**TASK DESCRIPTION:**
Go through the records and show each line where the word "only" occurs.

=== EXTRACTED ENTRIES ===

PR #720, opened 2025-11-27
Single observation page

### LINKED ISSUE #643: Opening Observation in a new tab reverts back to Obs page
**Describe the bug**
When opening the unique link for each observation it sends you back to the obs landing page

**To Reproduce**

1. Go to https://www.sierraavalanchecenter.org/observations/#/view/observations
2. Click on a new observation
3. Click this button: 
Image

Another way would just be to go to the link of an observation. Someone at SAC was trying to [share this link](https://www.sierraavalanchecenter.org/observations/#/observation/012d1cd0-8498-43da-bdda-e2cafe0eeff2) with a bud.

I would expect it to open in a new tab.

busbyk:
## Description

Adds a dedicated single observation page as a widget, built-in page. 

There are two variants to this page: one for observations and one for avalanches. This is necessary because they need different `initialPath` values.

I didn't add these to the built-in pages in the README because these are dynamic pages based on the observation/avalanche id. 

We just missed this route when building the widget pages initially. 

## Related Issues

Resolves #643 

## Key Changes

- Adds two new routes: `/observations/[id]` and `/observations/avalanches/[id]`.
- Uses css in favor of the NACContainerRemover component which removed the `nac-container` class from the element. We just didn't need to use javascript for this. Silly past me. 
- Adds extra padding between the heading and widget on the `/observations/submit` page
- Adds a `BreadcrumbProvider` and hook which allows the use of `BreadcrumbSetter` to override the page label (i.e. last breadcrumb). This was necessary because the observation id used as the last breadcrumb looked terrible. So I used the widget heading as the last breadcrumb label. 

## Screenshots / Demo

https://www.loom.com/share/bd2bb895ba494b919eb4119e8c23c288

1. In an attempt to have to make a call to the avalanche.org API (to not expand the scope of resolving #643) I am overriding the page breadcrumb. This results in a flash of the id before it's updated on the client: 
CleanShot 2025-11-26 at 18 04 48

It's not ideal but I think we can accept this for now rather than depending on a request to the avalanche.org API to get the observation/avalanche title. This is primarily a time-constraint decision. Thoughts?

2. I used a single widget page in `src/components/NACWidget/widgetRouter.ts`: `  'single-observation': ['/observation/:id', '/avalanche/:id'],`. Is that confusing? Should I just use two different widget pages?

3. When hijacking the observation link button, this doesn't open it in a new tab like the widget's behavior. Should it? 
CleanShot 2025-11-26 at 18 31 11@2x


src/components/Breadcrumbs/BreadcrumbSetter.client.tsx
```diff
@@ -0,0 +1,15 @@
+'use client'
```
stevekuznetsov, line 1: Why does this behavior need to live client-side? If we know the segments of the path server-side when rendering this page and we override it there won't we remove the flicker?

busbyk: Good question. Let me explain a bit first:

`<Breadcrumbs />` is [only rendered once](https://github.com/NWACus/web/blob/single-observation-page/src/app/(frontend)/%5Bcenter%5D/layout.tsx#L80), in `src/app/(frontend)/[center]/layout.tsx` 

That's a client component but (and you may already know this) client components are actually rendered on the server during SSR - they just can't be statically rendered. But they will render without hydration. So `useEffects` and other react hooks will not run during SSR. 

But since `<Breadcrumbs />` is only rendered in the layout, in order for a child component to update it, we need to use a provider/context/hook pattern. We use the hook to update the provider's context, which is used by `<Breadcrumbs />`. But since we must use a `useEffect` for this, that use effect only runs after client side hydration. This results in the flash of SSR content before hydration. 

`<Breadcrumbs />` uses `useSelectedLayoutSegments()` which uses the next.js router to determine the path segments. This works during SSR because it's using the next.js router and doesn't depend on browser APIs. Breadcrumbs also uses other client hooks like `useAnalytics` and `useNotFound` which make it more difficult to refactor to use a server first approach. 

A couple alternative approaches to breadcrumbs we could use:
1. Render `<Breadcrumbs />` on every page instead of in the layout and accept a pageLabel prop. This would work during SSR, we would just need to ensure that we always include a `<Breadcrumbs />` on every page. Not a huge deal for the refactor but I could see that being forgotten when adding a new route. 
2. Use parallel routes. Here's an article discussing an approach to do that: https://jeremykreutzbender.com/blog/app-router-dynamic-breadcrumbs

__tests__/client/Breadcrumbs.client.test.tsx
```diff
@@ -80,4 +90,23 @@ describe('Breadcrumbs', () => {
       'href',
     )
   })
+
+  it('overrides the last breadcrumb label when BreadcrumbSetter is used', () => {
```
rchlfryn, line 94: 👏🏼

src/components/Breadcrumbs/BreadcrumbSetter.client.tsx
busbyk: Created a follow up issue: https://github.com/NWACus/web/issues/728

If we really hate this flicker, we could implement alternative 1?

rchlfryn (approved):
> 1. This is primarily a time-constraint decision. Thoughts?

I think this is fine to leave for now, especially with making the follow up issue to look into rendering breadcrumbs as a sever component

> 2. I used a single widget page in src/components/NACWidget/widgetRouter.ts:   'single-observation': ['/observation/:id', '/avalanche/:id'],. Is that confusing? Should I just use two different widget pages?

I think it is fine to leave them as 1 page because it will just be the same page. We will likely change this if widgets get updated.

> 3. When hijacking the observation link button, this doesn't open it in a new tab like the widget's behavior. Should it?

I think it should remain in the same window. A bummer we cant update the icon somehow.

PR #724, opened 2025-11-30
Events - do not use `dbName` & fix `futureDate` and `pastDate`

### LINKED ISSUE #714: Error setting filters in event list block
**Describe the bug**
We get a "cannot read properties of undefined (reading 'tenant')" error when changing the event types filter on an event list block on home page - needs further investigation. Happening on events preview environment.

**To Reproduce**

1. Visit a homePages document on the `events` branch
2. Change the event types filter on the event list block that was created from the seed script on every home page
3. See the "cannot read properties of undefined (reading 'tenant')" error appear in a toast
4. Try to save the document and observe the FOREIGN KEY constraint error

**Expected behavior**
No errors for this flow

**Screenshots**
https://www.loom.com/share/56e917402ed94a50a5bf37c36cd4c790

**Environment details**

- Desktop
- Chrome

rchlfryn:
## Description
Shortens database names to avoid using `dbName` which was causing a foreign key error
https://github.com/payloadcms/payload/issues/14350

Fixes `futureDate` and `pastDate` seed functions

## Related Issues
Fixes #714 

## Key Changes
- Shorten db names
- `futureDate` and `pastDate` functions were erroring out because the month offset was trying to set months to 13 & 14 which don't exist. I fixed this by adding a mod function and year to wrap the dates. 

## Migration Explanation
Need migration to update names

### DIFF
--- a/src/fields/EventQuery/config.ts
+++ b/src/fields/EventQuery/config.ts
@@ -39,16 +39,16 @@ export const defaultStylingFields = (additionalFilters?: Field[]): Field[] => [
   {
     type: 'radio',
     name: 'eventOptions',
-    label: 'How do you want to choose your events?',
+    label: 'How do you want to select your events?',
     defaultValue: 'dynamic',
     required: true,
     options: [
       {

===

**EXERCISE RESPONSE:**
`<Breadcrumbs />` is [only rendered once](https://github.com/NWACus/web/blob/single-observation-page/src/app/(frontend)/%5Bcenter%5D/layout.tsx#L80), in `src/app/(frontend)/[center]/layout.tsx` 
But since `<Breadcrumbs />` is only rendered in the layout, in order for a child component to update it, we need to use a provider/context/hook pattern. We use the hook to update the provider's context, which is used by `<Breadcrumbs />`. But since we must use a `useEffect` for this, that use effect only runs after client side hydration. This results in the flash of SSR content before hydration. 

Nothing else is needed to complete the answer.